→ What is being asked
Restate the whole listing word for word, missing no line.

→ Recorded data
PR #106, opened 2015-05-27
Changed sseq_settings.req to sseqRecord_settings.req

kmpeters:
Changed sseq_settings.req to sseqRecord_settings.req, which is the preferred filename in new versions of the calc module. This is also required for autosaveBuild calls to succeed.

### DIFF
--- a/ADApp/Db/NDStats_settings.req
+++ b/ADApp/Db/NDStats_settings.req
@@ -12,5 +12,5 @@ $(P)$(R)HistMax
 $(P)$(R)TSNumPoints
 $(P)$(R)TSRead.SCAN
 file "NDPluginBase_settings.req", P=$(P), R=$(R)
-file "sseq_settings.req", P=$(P), S=$(R)Reset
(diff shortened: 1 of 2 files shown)


kmpeters:
Missed a relevant file.

MarkRivers:
I just looked at the trunk version of the calc module.  Not only is sseqRecord_settings.req the preferred filename as you said, it is the ONLY filename.  sseq_settings.req no longer exists.  Is this the plan?  But then why has swait_settings.req not be renamed the same way for consistency.  It seems that deleting sseq_settings.req may cause a lot of grief because people will reboot an IOC with the next release of calc without changing their auto_settings.req file, and they will no longer be saving their sseq record settings at all.

MarkRivers:
I just check the released versions of the calc module.  There is no released version of the calc module that contains the file sseqRecord_settings.req.  I definitely do not want to make ADCore depend on an unreleased version of the calc module.  I am closing this pull request.  You can re-open it when there is a released version of the calc module that contains sseqRecord_settings.req.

→ Answer to this problem
PR #106, opened 2015-05-27
Changed sseq_settings.req to sseqRecord_settings.req

kmpeters:
Changed sseq_settings.req to sseqRecord_settings.req, which is the preferred filename in new versions of the calc module. This is also required for autosaveBuild calls to succeed.

### DIFF
--- a/ADApp/Db/NDStats_settings.req
+++ b/ADApp/Db/NDStats_settings.req
@@ -12,5 +12,5 @@ $(P)$(R)HistMax
 $(P)$(R)TSNumPoints
 $(P)$(R)TSRead.SCAN
 file "NDPluginBase_settings.req", P=$(P), R=$(R)
-file "sseq_settings.req", P=$(P), S=$(R)Reset
(diff shortened: 1 of 2 files shown)


kmpeters:
Missed a relevant file.

MarkRivers:
I just looked at the trunk version of the calc module.  Not only is sseqRecord_settings.req the preferred filename as you said, it is the ONLY filename.  sseq_settings.req no longer exists.  Is this the plan?  But then why has swait_settings.req not be renamed the same way for consistency.  It seems that deleting sseq_settings.req may cause a lot of grief because people will reboot an IOC with the next release of calc without changing their auto_settings.req file, and they will no longer be saving their sseq record settings at all.

MarkRivers:
I just check the released versions of the calc module.  There is no released version of the calc module that contains the file sseqRecord_settings.req.  I definitely do not want to make ADCore depend on an unreleased version of the calc module.  I am closing this pull request.  You can re-open it when there is a released version of the calc module that contains sseqRecord_settings.req.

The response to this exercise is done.